Search the data for the string "still" and extract every line where it appears.

============================================================

PR #5701, opened 2021-02-10
Move flake8 & mypy checks to pre-commit framework

jakevdp:
This serves several purposes:

- combines two existing github actions into one
- pins `mypy` & `flake8` to specified versions to prevent errors being introduced by external releases
- when run locally via `pre-commit run --all`, flake8 and mypy checks will have identical invocations as when run by github actions CI
- optionally allows setting flake8 & mypy to be run automatically as a git precommit hook on your local clone via the [pre-commit](https://pre-commit.com/) framework (just run `pre-commit install`)

Note that I kept the workflow name `lint_and_typecheck` so that no changes are necessary for copybara CI validation.

### DIFF
--- a/.github/workflows/ci-build.yaml
+++ b/.github/workflows/ci-build.yaml
@@ -11,49 +11,15 @@ on:
       - master
 
 jobs:
-  pre-commit:
+  lint_and_typecheck:
     runs-on: ubuntu-latest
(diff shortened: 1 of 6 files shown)


froystig (approved):
Nice!

PR #5702, opened 2021-02-10
[avals with names] abstract evaluation with named shapes, including rules for standard primitives and a few custom primitives

mattjj:
This is just one commit past #5626

cc @froystig @jekbradbury

### DIFF
--- a/jax/_src/lax/parallel.py
+++ b/jax/_src/lax/parallel.py
@@ -602,6 +602,7 @@ def _allreduce_impl(pos_reducer, *args, axes, axis_index_groups):
   return [pos_reducer(arg, axes) for arg in args]
 
 def _allreduce_abstract_eval(*args, axes, axis_index_groups):
+  # TODO(frostig,mattjj,jekbradbury): maybe check aval names here
   pos_axes = tuple(axis for axis in axes if isinstance(axis, int))
   named_shapes = [arg.named_shape for arg in args]
   if axis_index_groups is None:
@@ -1142,6 +1143,7 @@ def _pdot_impl(x, y, *, axis_name, pos_contract, pos_batch):
 
 @pdot_p.def_abstract_eval
 def _pdot_abstract_eval(x, y, *, axis_name, pos_contract, pos_batch):
+  # TODO(frostig,mattjj,jekbradbury): check inputs have given axis names?
   if not len(set(axis_name)) == len(axis_name): raise ValueError
   pos_aval = lax.dot_general_p.abstract_eval(
       x, y, dimension_numbers=[pos_contract, pos_batch],
--- a/jax/_src/lax/parallel.py
+++ b/jax/_src/lax/parallel.py
@@ -603,9 +603,16 @@ def _allreduce_impl(pos_reducer, *args, axes, axis_index_groups):
 
 def _allreduce_abstract_eval(*args, axes, axis_index_groups):
   pos_axes = tuple(axis for axis in axes if isinstance(axis, int))
+  named_shapes = [arg.named_shape for arg in args]
+  if axis_index_groups is None:
+    named_axes = set(axis for axis in axes if not isinstance(axis, int))
+    named_shapes = [{name: size for name, size in arg.named_shape.items()
+                     if name not in named_axes} for arg in args]
+  else:
+    assert len(pos_axes) == 0
   return [ShapedArray(lax._reduce_op_shape_rule(raise_to_shaped(arg), axes=pos_axes),
-                      arg.dtype)
-          for arg in args]
+                      arg.dtype, named_shape=named_shape)
+          for arg, named_shape in zip(args, named_shapes)]
 
 def _allreduce_translation_rule(prim, pos_prim, c, *args, axes, axis_index_groups,
                                 axis_env, platform):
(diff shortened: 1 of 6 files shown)


jekbradbury (approved):

jekbradbury:
So the status here is that control flow still wouldn't work, right? Maybe we should even add a broken test to that effect.

mattjj:
Yes. We don't think it's any less functional than in #5626, but indeed it's still a TODO to add tests and to work through trickier cases like control flow.

Maybe we should land it in pieces, as you say.

froystig:
That's right. This replaces the standard primitive named shape rule in #5626 (based on partially evaluating today's batching rules) with a directly defined one. It also adds a custom rule for `reduce`.

jax/_src/lax/parallel.py
```diff
@@ -586,9 +586,16 @@ def _allreduce_impl(pos_reducer, *args, axes, axis_index_groups):
 
 def _allreduce_abstract_eval(*args, axes, axis_index_groups):
   pos_axes = tuple(axis for axis in axes if isinstance(axis, int))
+  named_shapes = [arg.named_shape for arg in args]
+  if axis_index_groups is None:
+    named_axes = set(axis for axis in axes if not isinstance(axis, int))
+    named_shapes = [{name: size for name, size in arg.named_shape.items()
+                     if name not in named_axes} for arg in args]
```
mattjj, line 593: It seems like we should check here that the `named_axes` over which we're reducing are indeed all present in the input. (I'm assuming `psum(1, 'i')` in the "surface language" would generate a `pbroadcast`, maybe via the traceable. An alternative would be to say `psum [ axis_name='i' ] x:int32[]` is well-typed in jaxprs but IIRC we didn't want to go that route. I'm thinking of the abstract eval rule as our typechecking rule, so this is our chance to catch any type errors!)

jax/_src/lax/parallel.py
```diff
@@ -1014,7 +1021,9 @@ def _all_gather_abstract_eval(x, *, all_gather_dimension, axis_name, axis_index_
   x_aval = raise_to_shaped(x)
   new_shape = list(x_aval.shape)
   new_shape.insert(all_gather_dimension, axis_size)
-  return x_aval.update(shape=new_shape)
+  new_named_shape = {name: size for name, size in x_aval.named_shape.items()
+                     if name != axis_name}
```
mattjj, line 1025: Similarly to the above, should we check that `axis_name` is present to be gathered over?

jax/_src/lax/parallel.py
```diff
@@ -1113,11 +1125,14 @@ def _pdot_impl(x, y, *, axis_name, pos_contract, pos_batch):
...
 def _pdot_abstract_eval(x, y, *, axis_name, pos_contract, pos_batch):
-  # TODO: avals with names, check inputs are mapped along axis_name, eliminate
   if not len(set(axis_name)) == len(axis_name): raise ValueError
-  return lax.dot_general_p.abstract_eval(
+  pos_aval = lax.dot_general_p.abstract_eval(
       x, y, dimension_numbers=[pos_contract, pos_batch],
       precision=None, preferred_element_type=None)
+  named_shape = {name: size
+                 for aval in (x, y) for name, size in aval.named_shape.items()
+                 if name not in axis_name}
```
mattjj, line 1134: In line with the comments above, we want to check here that the inputs indeed have the names present to be contracted over, right? (As per the TODO that was deleted!)

Since this PR doesn't yet add tests for `pdot`, I suggest keeping some form of TODO here, mentioning that it's untested logic.

jax/_src/lax/parallel.py
```diff
@@ -1269,7 +1284,8 @@ def _axis_index_bind(*, axis_name):
     nreps = dynamic_axis_env.nreps
     trace = frame.pmap_trace
 
-    out_aval = ShapedArray((), np.int32)
+    out_aval = _axis_index_abstract_eval(
```
mattjj, line 1287: Do we actually need to update this non-omnistaging code? I'm curious if tests fail without it.

jax/interpreters/partial_eval.py
```diff
@@ -1110,8 +1110,9 @@ def process_map(self, map_primitive, f, tracers, params):
     constvars = map(self.getvar, map(self.instantiate_const, consts))
     outvars = map(self.makevar, out_tracers)
     new_in_axes = (None,) * len(consts) + params['in_axes']
-    new_params = dict(params, in_axes=new_in_axes, out_axes=out_axes,
-                      call_jaxpr=convert_constvars_jaxpr(jaxpr))
+    with core.extend_axis_env(axis_name, axis_size, None):  # type: ignore
```
mattjj, line 1113: Leave a comment explaining why this is necessary?

tests/lax_test.py
```diff
@@ -2452,5 +2452,28 @@ def testCumsumLengthOne(self):
...
+    self.assertEqual(out, expected)
+
+  def test_abstract_eval_collective(self):
+    if not config.omnistaging_enabled:
+      raise SkipTest("test requires omnistaging")
+    with core.extend_axis_env('i', 10, None):
+      aval1 = core.ShapedArray((2, 3), np.float32, False, {'i': 10, 'j': 5})
+      expected = core.ShapedArray((2, 3), np.float32, False, {'j': 5})
+      out, = lax.psum_p.abstract_eval(aval1, axes=('i',), axis_index_groups=None)
+      self.assertEqual(out, expected)
```
mattjj, line 2476: Can we add a test for `lax.psum_p.abstract_eval(aval2, axes=('i',), axis_index_groups=None)` raising an error when `aval2 = core.ShapedArray((2, 3), np.float32, False, {'j': 5})`? (Consistent with comment above.)

jax/_src/lax/parallel.py
jekbradbury: No, I think we do want to go the looser route here. I'm too tired to make the case right now, though :(
(And I disagree with Adam, at least, and probably also the rest of you!)

mattjj: We have since talked extensively about this among the three of us! We haven't figured out exactly what to do, but we have figured out that we can separate concerns: we can land this PR thinking of names as "metadata" (rather than types), in which case it's just tracking more information and not changing any behaviors (or ruling out any future behaviors), and figure out the type-level story separately.

jax/interpreters/partial_eval.py
mattjj: I added a comment; will push a commit in a sec.

mattjj:
This LGTM to land!

PR #5704, opened 2021-02-11
accept any arguments with shape/dtype attributes after make_jaxpr

froystig:
Also factor out common argument conversion logic from several `api` functions.


mattjj (approved):
Nice!

PR #6759, opened 2021-05-14
[sparse] add batching rules to COO primitives

### LINKED ISSUE #6544: Jax support for sparse matrices

jakevdp:
This is a work in progress.

The goal is to have functioning batching rules, though they're not necessarily particularly efficient. Long-term the primitives themselves should probably handle batching; this would effectively be a version of a higher-dimensional sparse representation.

I'm thinking of how to best codify that.

In the meantime, these basic batching rules would let us do things like use things like `jacfwd`, `jacrev`, and `hessian` to more efficiently test autodiff rules for these primitives.

### DIFF
--- a/jax/experimental/sparse_ops.py
+++ b/jax/experimental/sparse_ops.py
@@ -31,8 +31,8 @@ Further down are some examples of potential high-level wrappers for sparse objec
 (API should be considered unstable and subject to change).
 """
 import functools
+import itertools
 import operator
-
 from typing import Any, Tuple
 
 from jax import api
@@ -41,6 +41,7 @@ from jax import jit
 from jax import lax
 from jax import tree_util
 from jax.interpreters import xla
+from jax.interpreters import batching
 from jax.lib import cusparse
 from jax.lib import xla_bridge
 from jax.lib import xla_client
@@ -302,6 +303,16 @@ def _coo_todense_impl(data, row, col, *, shape):
 def _coo_todense_abstract_eval(data, row, col, *, shape):
   return core.ShapedArray(shape, data.dtype)
 
+def _coo_todense_batching_rule(batched_args, batch_dims, *, shape):
+  def _batched(x, bdim):
+    if bdim is None:
+      return itertools.repeat(x)
+    else:
+      return list(jnp.rollaxis(x, bdim))
+  batched = tuple(_batched(x, bdim) for x, bdim in zip(batched_args, batch_dims))
+  results = [coo_todense(*args, shape=shape) for args in zip(*batched)]
+  return jnp.stack(results), 0
+
 def _coo_todense_gpu_translation_rule(c, data, row, col, *, shape):
   return cusparse.coo_todense(c, data, row, col, shape=shape)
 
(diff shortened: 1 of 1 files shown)


jakevdp:
Closing in favor of #6824

PR #6763, opened 2021-05-17
Improves jax2tf error message for conv_general_dilated

marcvanzee:
When using `jax2tf` with XLA disabled, `conv_general_dilated` may still convert successfully in some special cases. In those cases where it does not, the variable `info_or_result` contains useful information for debugging why. However, currently this information isn't output. This PR makes sure it is output.

For instance, when trying to convert a [ResNet18](https://github.com/google/flax/blob/master/examples/imagenet/models.py#L121) model, the original error message was:

```
NotImplementedError: Call to conv_general_dilated can only be converted through TFXLA, but XLA is disabled
```

After this PR, the error message is:

```
NotImplementedError: Could not convert conv_general_dilated without using XLA, reason: tf.nn.convolution is not supported for dtype <dtype: 'bfloat16'>
```

This PR also simplifies some of the error raising logic in `_try_tr_conv`.

### DIFF
--- a/jax/experimental/jax2tf/jax2tf.py
+++ b/jax/experimental/jax2tf/jax2tf.py
@@ -1209,7 +1209,8 @@ def _conv_general_dilated(lhs, rhs, window_strides, padding, lhs_dilation,
     if not isinstance(info_or_result, str):
       return info_or_result
     else:
-      raise _xla_path_disabled_error("conv_general_dilated")
+      raise NotImplementedError("Could not convert conv_general_dilated "
+                                f"without XLA, reason: {info_or_result}")
 
   dnums_proto = _conv_general_dimension_numbers_proto(dimension_numbers)
   precision_config_proto = _conv_general_precision_config_proto(precision)
--- a/jax/experimental/jax2tf/jax2tf.py
+++ b/jax/experimental/jax2tf/jax2tf.py
@@ -1240,7 +1240,8 @@ def _conv_general_dilated(lhs, rhs, *,
     if not isinstance(info_or_result, str):
       return info_or_result
     else:
-      raise _xla_path_disabled_error("conv_general_dilated")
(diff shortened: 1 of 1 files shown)


jax/experimental/jax2tf/jax2tf.py
```diff
@@ -1120,40 +1120,41 @@ def _precision_config_proto(precision: Optional[Tuple[PrecisionType, PrecisionTy
...
-# _try_tf_conv returns a Tensor when it succeeds, or a string describing why
-# it did not succeed otherwise.
 def _try_tf_conv(lhs, rhs, window_strides, padding, lhs_dilation, rhs_dilation,
                  dimension_numbers, feature_group_count, batch_group_count,
-                 out_shape) -> Union[str, TfVal]:
+                 out_shape) -> TfVal:
+
+  class ConvError(Exception):
+    def __init__(self, e):
+      super().__init__("Couldn't convert conv_general_dilated without XLA: "
```
gnecula, line 1129: I would align this with _xla_path_disabled_error, so that all primitives that cannot be converted with enable_xla=False use the same message pattern.

In #6722 I was going to change the error message globally, and add the ability to add additional messages. That PR got rolled back, because of some issues to XlaPad. I expect to be able to re-land it in a couple of day.

marcvanzee: Alright, perhaps it then makes sense to wait for your PR to land before adding this one?

gnecula: #6755 got merged. Inspired by your change I have added to it the surfacing of the precise reason why convolution cannot be converted. PTAL.

(I hope this won't get rolled back again)

gnecula:
@marcvanzee Is this change still applicable?

PR #6770, opened 2021-05-17
no more post_process, passing core_test

mattjj:
TODO
- [x] fix remat
- [ ] fix scan
- [ ] write PR message
- [ ] (probably in follow-up PR) remove post_process from custom_jvp/vjp


hawkinsp:
Stale, surely?

mattjj:
Thanks, Peter!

============================================================

• **Exercise response**:
So the status here is that control flow still wouldn't work, right? Maybe we should even add a broken test to that effect.
Yes. We don't think it's any less functional than in #5626, but indeed it's still a TODO to add tests and to work through trickier cases like control flow.
When using `jax2tf` with XLA disabled, `conv_general_dilated` may still convert successfully in some special cases. In those cases where it does not, the variable `info_or_result` contains useful information for debugging why. However, currently this information isn't output. This PR makes sure it is output.
@marcvanzee Is this change still applicable?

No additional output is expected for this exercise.